Some lines below hold "Algorithm". Pick them out and copy them.

*** Opening Exercise materials ***

PR #862, opened 2019-08-07
reference implementation of Benson's Algorithm

tommadams:
A super-slow implementation of Benson's Algorithm. I'll replace it with something more efficient that uses fixed size arrays in my a follow-up PR. I've left a bunch of debug logging in there for now.

After working on this, I feel a compelling need to replace "group" with "chain" throughout the C++ code


cc/pass_alive_test.cc
```diff
@@ -0,0 +1,732 @@
...
+          ....OOO..
+          ......OOO
+          ......O..
+          ......OOO
+          ......OXX
+          ......OX.
+          ......OXX
+          ......OX.)",
+       // expected result
+       R"(....OOOOO
```
sethtroisi: Why is the corner pass alive?

If we make it 2x5 it should not be pass alive

cc/pass_alive_test.cc
```diff
@@ -0,0 +1,732 @@
...
+          .OOOO.X.X
+          OO.....XX
+          .........
+          .........
+          X......OO
+          .XX...O.O
+          X.X..OO.O
+          .X.X.O.O.)",
+       // expected result
+       R"(..O.O.XXX
```
sethtroisi: Why is upper left not pass alive? As a human it is

amj: Top-left point is not a liberty of the white group, which means that white region is "large".  (there exist "human pass-alive" groups that do not meet Benson's definition of pass-alive)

*** Closing Exercise materials ***

Task response ::
reference implementation of Benson's Algorithm
A super-slow implementation of Benson's Algorithm. I'll replace it with something more efficient that uses fixed size arrays in my a follow-up PR. I've left a bunch of debug logging in there for now.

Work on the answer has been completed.